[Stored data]
_ _ _ _ _
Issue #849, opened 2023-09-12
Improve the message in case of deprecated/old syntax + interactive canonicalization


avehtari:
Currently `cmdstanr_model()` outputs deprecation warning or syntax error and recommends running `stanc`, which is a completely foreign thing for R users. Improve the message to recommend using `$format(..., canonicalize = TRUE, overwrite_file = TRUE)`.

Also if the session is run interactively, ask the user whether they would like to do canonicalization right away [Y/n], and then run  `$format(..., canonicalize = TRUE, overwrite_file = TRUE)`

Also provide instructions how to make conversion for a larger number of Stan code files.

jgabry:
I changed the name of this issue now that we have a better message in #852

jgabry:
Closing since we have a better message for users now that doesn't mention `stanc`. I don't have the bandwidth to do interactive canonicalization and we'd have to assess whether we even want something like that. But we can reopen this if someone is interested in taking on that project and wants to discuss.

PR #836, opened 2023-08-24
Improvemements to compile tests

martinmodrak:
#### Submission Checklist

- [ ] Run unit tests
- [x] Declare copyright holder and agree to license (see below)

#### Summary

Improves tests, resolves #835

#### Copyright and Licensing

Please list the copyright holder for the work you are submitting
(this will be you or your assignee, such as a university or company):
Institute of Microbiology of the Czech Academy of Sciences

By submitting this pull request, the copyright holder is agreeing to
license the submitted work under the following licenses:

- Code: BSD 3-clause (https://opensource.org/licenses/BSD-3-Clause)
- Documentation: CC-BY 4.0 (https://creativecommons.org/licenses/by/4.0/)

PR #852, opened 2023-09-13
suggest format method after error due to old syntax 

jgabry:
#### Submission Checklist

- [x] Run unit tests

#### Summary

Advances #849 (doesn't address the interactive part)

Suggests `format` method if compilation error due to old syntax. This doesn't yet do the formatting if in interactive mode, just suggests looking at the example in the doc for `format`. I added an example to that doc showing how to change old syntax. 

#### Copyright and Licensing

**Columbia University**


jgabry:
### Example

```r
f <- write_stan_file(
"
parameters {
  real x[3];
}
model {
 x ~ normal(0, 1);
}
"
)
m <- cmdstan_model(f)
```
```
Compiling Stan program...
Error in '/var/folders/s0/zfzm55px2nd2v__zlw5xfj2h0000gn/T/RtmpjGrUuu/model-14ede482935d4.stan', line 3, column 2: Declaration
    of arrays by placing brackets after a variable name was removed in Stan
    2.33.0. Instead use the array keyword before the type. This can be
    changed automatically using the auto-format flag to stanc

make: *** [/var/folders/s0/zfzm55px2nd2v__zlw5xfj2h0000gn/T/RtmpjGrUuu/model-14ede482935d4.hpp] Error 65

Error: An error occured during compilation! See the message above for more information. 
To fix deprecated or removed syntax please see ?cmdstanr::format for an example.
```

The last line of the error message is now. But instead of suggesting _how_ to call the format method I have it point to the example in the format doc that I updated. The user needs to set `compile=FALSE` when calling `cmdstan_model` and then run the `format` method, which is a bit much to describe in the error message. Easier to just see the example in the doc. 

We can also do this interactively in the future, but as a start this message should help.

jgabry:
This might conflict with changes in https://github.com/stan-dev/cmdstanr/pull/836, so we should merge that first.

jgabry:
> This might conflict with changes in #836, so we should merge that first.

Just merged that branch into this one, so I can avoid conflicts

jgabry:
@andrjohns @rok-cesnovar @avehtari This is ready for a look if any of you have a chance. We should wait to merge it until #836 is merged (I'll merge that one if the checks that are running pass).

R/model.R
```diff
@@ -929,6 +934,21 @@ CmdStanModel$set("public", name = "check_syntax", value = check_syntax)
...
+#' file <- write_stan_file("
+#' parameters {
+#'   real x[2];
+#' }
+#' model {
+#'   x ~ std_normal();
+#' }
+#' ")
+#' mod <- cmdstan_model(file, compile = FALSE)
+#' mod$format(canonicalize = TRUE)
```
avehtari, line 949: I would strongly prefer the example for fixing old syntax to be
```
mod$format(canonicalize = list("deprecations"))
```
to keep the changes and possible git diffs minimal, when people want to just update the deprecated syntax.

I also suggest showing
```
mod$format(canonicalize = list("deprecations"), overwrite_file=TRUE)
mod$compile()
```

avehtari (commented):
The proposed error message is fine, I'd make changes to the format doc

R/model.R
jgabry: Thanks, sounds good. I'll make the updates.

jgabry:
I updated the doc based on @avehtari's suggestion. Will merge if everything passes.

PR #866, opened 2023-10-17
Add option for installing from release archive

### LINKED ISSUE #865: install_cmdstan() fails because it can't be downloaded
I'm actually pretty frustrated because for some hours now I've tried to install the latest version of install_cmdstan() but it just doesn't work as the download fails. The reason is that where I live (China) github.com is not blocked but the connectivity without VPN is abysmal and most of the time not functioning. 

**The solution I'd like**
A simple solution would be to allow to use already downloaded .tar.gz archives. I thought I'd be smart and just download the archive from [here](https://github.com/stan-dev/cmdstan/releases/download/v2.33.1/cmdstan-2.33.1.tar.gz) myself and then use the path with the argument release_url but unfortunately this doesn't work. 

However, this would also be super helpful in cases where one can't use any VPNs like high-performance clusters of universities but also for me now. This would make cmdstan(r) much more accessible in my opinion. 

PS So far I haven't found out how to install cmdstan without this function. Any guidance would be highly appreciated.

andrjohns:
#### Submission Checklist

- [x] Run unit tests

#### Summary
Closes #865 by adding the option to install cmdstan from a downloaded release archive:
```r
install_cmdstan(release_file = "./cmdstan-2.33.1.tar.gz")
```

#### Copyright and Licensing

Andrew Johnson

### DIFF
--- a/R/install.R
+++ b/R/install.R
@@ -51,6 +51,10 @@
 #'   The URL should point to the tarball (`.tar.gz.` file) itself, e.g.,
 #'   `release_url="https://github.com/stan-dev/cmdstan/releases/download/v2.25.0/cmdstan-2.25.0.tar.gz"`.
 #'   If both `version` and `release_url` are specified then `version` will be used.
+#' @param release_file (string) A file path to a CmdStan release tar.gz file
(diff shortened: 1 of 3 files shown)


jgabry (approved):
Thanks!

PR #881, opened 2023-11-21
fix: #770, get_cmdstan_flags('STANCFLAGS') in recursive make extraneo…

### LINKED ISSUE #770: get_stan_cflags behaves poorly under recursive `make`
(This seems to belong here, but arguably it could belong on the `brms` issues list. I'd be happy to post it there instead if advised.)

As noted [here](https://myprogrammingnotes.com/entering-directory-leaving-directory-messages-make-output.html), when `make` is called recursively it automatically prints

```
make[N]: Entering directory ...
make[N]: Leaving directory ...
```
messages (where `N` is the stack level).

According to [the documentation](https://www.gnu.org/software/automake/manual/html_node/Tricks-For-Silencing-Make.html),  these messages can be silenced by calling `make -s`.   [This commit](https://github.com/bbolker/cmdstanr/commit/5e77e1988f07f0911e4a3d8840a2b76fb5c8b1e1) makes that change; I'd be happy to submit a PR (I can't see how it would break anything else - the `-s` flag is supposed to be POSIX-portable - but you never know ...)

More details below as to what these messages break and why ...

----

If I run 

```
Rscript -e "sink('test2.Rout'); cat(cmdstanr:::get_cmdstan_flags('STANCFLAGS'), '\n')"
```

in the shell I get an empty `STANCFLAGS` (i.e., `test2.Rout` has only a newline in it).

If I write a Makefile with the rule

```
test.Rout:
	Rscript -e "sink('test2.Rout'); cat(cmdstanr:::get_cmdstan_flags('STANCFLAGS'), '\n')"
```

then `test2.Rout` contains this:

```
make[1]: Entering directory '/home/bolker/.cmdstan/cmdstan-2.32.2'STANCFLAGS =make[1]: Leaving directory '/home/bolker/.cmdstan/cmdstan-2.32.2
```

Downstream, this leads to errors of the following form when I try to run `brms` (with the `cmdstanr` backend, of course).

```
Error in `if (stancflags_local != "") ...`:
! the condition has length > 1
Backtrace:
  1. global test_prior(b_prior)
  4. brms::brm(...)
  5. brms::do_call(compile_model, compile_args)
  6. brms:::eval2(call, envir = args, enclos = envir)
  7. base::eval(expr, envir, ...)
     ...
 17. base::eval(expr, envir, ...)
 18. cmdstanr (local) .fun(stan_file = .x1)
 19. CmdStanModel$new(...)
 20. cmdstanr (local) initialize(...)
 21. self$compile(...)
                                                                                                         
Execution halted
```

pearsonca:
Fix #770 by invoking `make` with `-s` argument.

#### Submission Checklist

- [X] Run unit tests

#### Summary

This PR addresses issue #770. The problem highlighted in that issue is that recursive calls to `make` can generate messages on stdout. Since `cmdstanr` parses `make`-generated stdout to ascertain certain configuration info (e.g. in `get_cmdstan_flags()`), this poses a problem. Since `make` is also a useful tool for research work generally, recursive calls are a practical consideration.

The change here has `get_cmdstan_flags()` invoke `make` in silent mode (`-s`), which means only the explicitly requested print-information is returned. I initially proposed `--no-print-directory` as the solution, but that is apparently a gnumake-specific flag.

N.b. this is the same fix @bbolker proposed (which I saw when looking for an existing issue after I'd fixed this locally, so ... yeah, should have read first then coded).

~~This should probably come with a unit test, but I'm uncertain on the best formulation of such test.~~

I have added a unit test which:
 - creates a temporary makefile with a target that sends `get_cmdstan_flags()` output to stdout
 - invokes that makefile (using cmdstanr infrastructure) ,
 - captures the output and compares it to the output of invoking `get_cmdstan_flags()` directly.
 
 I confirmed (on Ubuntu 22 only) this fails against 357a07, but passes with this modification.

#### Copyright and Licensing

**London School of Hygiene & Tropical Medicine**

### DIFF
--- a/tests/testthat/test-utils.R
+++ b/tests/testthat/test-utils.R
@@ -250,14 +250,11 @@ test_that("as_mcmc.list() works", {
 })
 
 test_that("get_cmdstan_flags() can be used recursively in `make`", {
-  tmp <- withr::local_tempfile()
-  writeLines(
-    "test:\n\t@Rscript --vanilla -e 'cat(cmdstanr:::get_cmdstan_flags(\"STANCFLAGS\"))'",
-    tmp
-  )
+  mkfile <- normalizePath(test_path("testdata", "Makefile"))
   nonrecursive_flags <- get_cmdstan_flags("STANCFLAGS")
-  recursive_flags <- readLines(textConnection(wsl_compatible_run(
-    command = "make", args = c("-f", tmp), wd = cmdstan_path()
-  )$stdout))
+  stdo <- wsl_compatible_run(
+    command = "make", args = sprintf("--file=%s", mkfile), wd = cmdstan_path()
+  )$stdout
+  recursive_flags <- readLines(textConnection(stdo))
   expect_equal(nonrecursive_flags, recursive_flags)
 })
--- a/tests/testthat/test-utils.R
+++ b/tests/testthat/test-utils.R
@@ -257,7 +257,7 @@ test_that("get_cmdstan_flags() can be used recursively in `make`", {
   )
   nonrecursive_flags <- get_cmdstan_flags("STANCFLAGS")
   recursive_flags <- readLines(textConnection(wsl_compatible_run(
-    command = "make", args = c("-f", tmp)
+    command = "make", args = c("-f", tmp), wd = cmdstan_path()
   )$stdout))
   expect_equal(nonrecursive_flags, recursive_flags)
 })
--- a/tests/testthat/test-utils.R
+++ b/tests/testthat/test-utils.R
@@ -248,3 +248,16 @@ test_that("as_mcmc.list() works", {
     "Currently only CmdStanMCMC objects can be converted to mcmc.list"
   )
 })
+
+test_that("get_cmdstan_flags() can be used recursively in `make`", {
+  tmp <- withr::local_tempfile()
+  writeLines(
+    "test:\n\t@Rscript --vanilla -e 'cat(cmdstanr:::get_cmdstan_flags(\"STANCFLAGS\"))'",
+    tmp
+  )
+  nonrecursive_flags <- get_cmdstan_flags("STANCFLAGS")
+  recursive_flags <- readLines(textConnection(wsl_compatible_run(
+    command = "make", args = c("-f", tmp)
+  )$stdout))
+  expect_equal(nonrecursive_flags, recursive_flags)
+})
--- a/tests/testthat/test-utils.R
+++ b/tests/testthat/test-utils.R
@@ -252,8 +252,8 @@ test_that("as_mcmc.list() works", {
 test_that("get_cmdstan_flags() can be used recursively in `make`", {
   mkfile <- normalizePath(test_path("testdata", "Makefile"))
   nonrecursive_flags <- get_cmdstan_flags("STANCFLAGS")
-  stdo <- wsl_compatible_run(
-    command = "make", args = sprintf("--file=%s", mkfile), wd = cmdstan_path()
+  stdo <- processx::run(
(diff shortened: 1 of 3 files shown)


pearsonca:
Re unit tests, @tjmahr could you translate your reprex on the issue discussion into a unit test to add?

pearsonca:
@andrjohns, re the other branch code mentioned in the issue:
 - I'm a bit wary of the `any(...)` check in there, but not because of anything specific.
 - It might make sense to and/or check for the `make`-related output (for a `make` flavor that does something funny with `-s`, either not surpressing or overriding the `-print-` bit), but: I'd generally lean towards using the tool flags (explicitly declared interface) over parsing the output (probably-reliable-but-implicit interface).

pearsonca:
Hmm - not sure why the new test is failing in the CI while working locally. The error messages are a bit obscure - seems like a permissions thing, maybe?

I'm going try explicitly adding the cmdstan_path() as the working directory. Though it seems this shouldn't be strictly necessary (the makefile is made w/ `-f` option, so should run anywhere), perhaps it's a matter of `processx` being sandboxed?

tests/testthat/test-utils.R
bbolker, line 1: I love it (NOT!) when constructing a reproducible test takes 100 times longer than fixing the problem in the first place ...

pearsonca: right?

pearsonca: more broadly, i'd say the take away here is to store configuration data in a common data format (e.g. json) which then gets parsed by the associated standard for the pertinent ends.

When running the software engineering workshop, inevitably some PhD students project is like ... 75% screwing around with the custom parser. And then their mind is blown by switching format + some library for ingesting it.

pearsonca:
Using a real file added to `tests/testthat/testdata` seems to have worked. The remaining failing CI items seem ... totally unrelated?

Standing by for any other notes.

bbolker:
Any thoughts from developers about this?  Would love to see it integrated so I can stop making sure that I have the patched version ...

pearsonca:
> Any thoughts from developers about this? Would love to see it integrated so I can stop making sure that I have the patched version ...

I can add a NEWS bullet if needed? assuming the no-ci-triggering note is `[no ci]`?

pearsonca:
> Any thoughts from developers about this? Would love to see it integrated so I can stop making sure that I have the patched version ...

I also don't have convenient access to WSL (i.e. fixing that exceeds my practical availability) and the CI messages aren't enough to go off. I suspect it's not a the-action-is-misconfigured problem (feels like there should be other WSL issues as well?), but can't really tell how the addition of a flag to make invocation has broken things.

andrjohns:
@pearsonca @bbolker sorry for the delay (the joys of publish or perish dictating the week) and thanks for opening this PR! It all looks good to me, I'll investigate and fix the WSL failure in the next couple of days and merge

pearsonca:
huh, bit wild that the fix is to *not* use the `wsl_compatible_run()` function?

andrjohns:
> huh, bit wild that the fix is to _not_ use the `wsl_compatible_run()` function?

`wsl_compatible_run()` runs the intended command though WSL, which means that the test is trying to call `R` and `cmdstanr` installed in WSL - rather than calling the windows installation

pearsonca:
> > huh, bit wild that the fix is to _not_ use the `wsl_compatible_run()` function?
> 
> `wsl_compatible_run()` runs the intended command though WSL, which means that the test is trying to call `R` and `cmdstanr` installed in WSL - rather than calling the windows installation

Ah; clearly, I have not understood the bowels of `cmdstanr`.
_ _ _ _ _
Pick out each line above that includes "better" and show it.

I changed the name of this issue now that we have a better message in #852
Closing since we have a better message for users now that doesn't mention `stanc`. I don't have the bandwidth to do interactive canonicalization and we'd have to assess whether we even want something like that. But we can reopen this if someone is interested in taking on that project and wants to discuss.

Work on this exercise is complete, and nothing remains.